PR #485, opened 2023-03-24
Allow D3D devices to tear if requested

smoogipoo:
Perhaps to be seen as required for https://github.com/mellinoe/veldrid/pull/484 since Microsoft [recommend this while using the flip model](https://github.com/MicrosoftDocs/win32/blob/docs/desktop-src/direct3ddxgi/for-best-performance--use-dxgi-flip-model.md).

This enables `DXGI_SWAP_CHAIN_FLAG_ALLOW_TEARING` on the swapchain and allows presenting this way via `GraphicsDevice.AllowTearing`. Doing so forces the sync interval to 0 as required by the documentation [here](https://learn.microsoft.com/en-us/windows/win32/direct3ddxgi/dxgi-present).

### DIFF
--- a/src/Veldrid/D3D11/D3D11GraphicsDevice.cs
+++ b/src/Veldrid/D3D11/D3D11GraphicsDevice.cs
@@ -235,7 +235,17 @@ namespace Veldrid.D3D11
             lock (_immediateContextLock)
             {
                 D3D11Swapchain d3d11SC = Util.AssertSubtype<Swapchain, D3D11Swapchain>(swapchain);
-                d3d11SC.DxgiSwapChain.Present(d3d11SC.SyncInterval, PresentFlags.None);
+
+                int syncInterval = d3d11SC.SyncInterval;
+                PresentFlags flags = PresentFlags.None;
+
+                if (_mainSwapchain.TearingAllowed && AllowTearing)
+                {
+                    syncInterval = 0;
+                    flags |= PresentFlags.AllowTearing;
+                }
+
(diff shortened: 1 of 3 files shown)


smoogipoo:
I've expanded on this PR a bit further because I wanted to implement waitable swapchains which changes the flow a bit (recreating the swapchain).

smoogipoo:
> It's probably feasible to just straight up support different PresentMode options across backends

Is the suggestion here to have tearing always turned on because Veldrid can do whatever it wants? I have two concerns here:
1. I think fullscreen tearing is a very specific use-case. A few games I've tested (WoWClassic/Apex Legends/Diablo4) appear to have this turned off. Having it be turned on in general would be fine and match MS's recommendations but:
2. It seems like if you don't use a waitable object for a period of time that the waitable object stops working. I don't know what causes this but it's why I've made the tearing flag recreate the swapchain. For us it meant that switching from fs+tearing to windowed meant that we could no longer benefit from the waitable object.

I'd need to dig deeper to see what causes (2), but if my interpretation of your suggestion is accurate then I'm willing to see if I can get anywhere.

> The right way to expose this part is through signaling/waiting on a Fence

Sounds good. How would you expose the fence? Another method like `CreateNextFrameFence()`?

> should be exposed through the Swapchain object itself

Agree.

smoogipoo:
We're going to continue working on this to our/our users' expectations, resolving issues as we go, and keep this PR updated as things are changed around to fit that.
##############################
— Problem statement —
Among the lines of the data, which ones contain the word "AllowTearing"? Show them.

— Completed task —
This enables `DXGI_SWAP_CHAIN_FLAG_ALLOW_TEARING` on the swapchain and allows presenting this way via `GraphicsDevice.AllowTearing`. Doing so forces the sync interval to 0 as required by the documentation [here](https://learn.microsoft.com/en-us/windows/win32/direct3ddxgi/dxgi-present).
+                if (_mainSwapchain.TearingAllowed && AllowTearing)
+                    flags |= PresentFlags.AllowTearing;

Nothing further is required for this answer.